Indian shares fell on Monday, dragged down by financial stocks, as Asia's third-biggest economy looked set to extend a lockdown to contain the spread of the new coronavirus.
The NSE Nifty 50 index closed 1.3% lower at 8,993.85, while the benchmark S&P BSE Sensex slid 1.51% to 30,690.02.
India will extend the 21-day lockdown due to end Tuesday, according to a state chief minister with knowledge of discussions among top officials, although the federal government has yet to make an announcement.
As of Monday, the country has reported 9,152 confirmed cases and 308 deaths.
Prime Minister Narendra Modi will address the nation at 10 am on Tuesday, his office said in a tweet.
India is planning to partially open up some parts of the economy to offset the economic damage of the lockdown, with the industries ministry recommending re-starting some manufacturing in the automobile, textile, defence, electronics and other sectors, according to a government note that Reuters has reviewed.
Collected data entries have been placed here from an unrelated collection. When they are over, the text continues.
PR #4085, opened 2025-07-10
Update locale_get_display_x() return types

cfahner:
For issue [#12942](https://github.com/phpstan/phpstan/issues/12942) I updated the signatures of the following functions:

* `locale_get_display_language()` and `Locale::getDisplayLanguage()`
* `locale_get_display_name()` and `Locale::getDisplayName()`
* `locale_get_display_region()` and `Locale::getDisplayRegion()`
* `locale_get_display_script()` and `Locale::getDisplayScript()`
* `locale_get_display_variant()` and `Locale::getDisplayVariant()`

The `_language()` and `_name()` variants never seem to return an empty string (at least I could not find any case for which they did), so I left them at `non-empty-string`.

The `_region()` function returns an empty string when you give it a language code without a region.

When you pass in a very long string these methods all return `false` ([C source code](https://heap.space/xref/PHP-8.4/ext/intl/locale/locale_methods.c?r=cb0b2a27e3f6293076f584b878ed733a22cd75ff#576)).

I added my quick testing script as an attachment. This is my first PR here so let me know if there are any other requirement.

[test.zip](https://github.com/user-attachments/files/21167583/test.zip)


ondrejmirtes:
Thank you!

PR #4087, opened 2025-07-10
Fix SplFileObject::fwrite return type

VincentLanglet:
Close https://github.com/phpstan/phpstan/issues/13208


ondrejmirtes:
Thank you.

PR #4088, opened 2025-07-11
Fix return type of bzdecompress()

jlherren:
It mostly returns `int` error codes on failures and `false` only when it cannot initialize.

Top private-sector lender HDFC Bank Ltd was the top drag on the indexes, closing 2.95% lower, while conglomerate Reliance Industries Ltd slid 2.25%.
Non-banking finance firm Bajaj Finance Ltd dropped 10.3% and was the biggest loser in Mumbai trading.
Data due later in the day is expected to show that India's retail inflation dropped to a four-month low in March on softer food and fuel prices and as demand likely plummeted due to the lockdown, according to a Reuters poll.